[Instructions to follow]:
Copy all entries exactly.

[Dataset entries]

* * * *

PR #8025, opened 2020-03-10
Preconfigured job stage

christopherthielen:
This allows registration of a preconfigured job stage UI. The parameter configuration for the stage is fetched from gate.  

This PR also enables plugins to export preconfiguredJob stages

### DIFF
--- a/app/scripts/modules/core/src/pipeline/config/PipelineRegistry.spec.ts
+++ b/app/scripts/modules/core/src/pipeline/config/PipelineRegistry.spec.ts
@@ -7,7 +7,7 @@ import { IRegion } from 'core/account/AccountService';
 import { Registry } from 'core/registry';
 import { ITriggerTemplateComponentProps } from '../manualExecution/TriggerTemplate';
 import { PipelineRegistry } from './PipelineRegistry';
-import { IPreconfiguredJob, PreconfiguredJobReader } from './stages/preconfiguredJob';
+import { IPreconfiguredJob, makePreconfiguredJobStage, PreconfiguredJobReader } from './stages/preconfiguredJob';
 
 const mockProviderAccount = {
   accountId: 'abc',
@@ -186,8 +186,7 @@ describe('PipelineRegistry: API', function() {
   describe('preconfigured stage', function() {
     beforeEach(mock.inject());
 
-    const makeStage = () => ({ key: 'job', alias: 'preconfiguredJob' } as IStageTypeConfig);
-
+    // Gate response
     const makeJobMetadata = () => {
       return {
         type: 'job',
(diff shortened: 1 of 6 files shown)


app/scripts/modules/core/src/pipeline/config/stages/preconfiguredJob/preconfiguredJobStage.ts
```diff
@@ -1,39 +1,43 @@
...
+  const { label, description, type, waitForCompletion, parameters, producesArtifacts } = job;
+
+  return {
+    label,
+    description,
+    key: type,
+    alias: 'preconfiguredJob',
+    addAliasToConfig: true,
+    restartable: true,
+    // Overriden when the
```
erikmunson: some missing text here?

app/scripts/modules/core/src/pipeline/config/PipelineRegistry.spec.ts
```diff
@@ -182,6 +183,51 @@ describe('PipelineRegistry: API', function() {
     );
   });
 
+  describe('preconfigured stage', function() {
+    beforeEach(mock.inject());
+
+    const makeStage = () => ({ key: 'job', alias: 'preconfiguredJob' } as IStageTypeConfig);
```
erikmunson: am I reading correctly that folks writing stage plugins will still have to add `alias: 'preconfiguredJob'` to their plugin stage config? if so, any idea how ok/terrible it would be to handle that for them in `registerPreconfiguredJobStage()`?

christopherthielen: There's a helper `buildPreconfiguredJobStage` that builds a preconfigured job stage from the PreconfigureJob metadata (the shape that Gate returns).  So in actual code (not tests) it would look more like this:

```
export const treasureDeployStage: IStageTypeConfig = {
  ...buildPreconfiguredJobStage({
    uiType: 'CUSTOM',
    type: 'treasureDeploy',
    label: `Treasure Deploy with UI (EXPERIMENTAL)`,
    noUserConfigurableFields: false,
    description: 'Publishes static assets to treasure,
    producesArtifacts: false,
  }),
  component: TreasureStageConfig, // stage config
  // executionDetailsSections: [PreconfiguredJobExecutionDetails, ExecutionDetailsTasks],
  executionDetailsSections: [ExecutionDetailsTasks],
  validateFn: validate,
};
```
As I'm looking at this code now, I see that a lot of it is duplicated from the backend orca registration.  I think I'll refactor this a bit more in hopes of simplifying it further for devs.

christopherthielen:
@erikmunson I updated the registration logic to apply more preconfigured job metadata from gate.  Now, callers will do something like this:

```js
export const treasureDeployStage: IStageTypeConfig = {
  ...makePreconfiguredJobStage('treasureDeploy'),
  component: TreasureStageConfig,
  executionDetailsSections: [ExecutionDetailsTasks],
  validateFn: validate,
};
```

* * * *

[Solved problem]:
PR #8025, opened 2020-03-10
Preconfigured job stage

christopherthielen:
This allows registration of a preconfigured job stage UI. The parameter configuration for the stage is fetched from gate.  

This PR also enables plugins to export preconfiguredJob stages

### DIFF
--- a/app/scripts/modules/core/src/pipeline/config/PipelineRegistry.spec.ts
+++ b/app/scripts/modules/core/src/pipeline/config/PipelineRegistry.spec.ts
@@ -7,7 +7,7 @@ import { IRegion } from 'core/account/AccountService';
 import { Registry } from 'core/registry';
 import { ITriggerTemplateComponentProps } from '../manualExecution/TriggerTemplate';
 import { PipelineRegistry } from './PipelineRegistry';
-import { IPreconfiguredJob, PreconfiguredJobReader } from './stages/preconfiguredJob';
+import { IPreconfiguredJob, makePreconfiguredJobStage, PreconfiguredJobReader } from './stages/preconfiguredJob';
 
 const mockProviderAccount = {
   accountId: 'abc',
@@ -186,8 +186,7 @@ describe('PipelineRegistry: API', function() {
   describe('preconfigured stage', function() {
     beforeEach(mock.inject());
 
-    const makeStage = () => ({ key: 'job', alias: 'preconfiguredJob' } as IStageTypeConfig);
-
+    // Gate response
     const makeJobMetadata = () => {
       return {
         type: 'job',
(diff shortened: 1 of 6 files shown)


app/scripts/modules/core/src/pipeline/config/stages/preconfiguredJob/preconfiguredJobStage.ts
```diff
@@ -1,39 +1,43 @@
...
+  const { label, description, type, waitForCompletion, parameters, producesArtifacts } = job;
+
+  return {
+    label,
+    description,
+    key: type,
+    alias: 'preconfiguredJob',
+    addAliasToConfig: true,
+    restartable: true,
+    // Overriden when the
```
erikmunson: some missing text here?

app/scripts/modules/core/src/pipeline/config/PipelineRegistry.spec.ts
```diff
@@ -182,6 +183,51 @@ describe('PipelineRegistry: API', function() {
     );
   });
 
+  describe('preconfigured stage', function() {
+    beforeEach(mock.inject());
+
+    const makeStage = () => ({ key: 'job', alias: 'preconfiguredJob' } as IStageTypeConfig);
```
erikmunson: am I reading correctly that folks writing stage plugins will still have to add `alias: 'preconfiguredJob'` to their plugin stage config? if so, any idea how ok/terrible it would be to handle that for them in `registerPreconfiguredJobStage()`?

christopherthielen: There's a helper `buildPreconfiguredJobStage` that builds a preconfigured job stage from the PreconfigureJob metadata (the shape that Gate returns).  So in actual code (not tests) it would look more like this:

```
export const treasureDeployStage: IStageTypeConfig = {
  ...buildPreconfiguredJobStage({
    uiType: 'CUSTOM',
    type: 'treasureDeploy',
    label: `Treasure Deploy with UI (EXPERIMENTAL)`,
    noUserConfigurableFields: false,
    description: 'Publishes static assets to treasure,
    producesArtifacts: false,
  }),
  component: TreasureStageConfig, // stage config
  // executionDetailsSections: [PreconfiguredJobExecutionDetails, ExecutionDetailsTasks],
  executionDetailsSections: [ExecutionDetailsTasks],
  validateFn: validate,
};
```
As I'm looking at this code now, I see that a lot of it is duplicated from the backend orca registration.  I think I'll refactor this a bit more in hopes of simplifying it further for devs.

christopherthielen:
@erikmunson I updated the registration logic to apply more preconfigured job metadata from gate.  Now, callers will do something like this:

```js
export const treasureDeployStage: IStageTypeConfig = {
  ...makePreconfiguredJobStage('treasureDeploy'),
  component: TreasureStageConfig,
  executionDetailsSections: [ExecutionDetailsTasks],
  validateFn: validate,
};
```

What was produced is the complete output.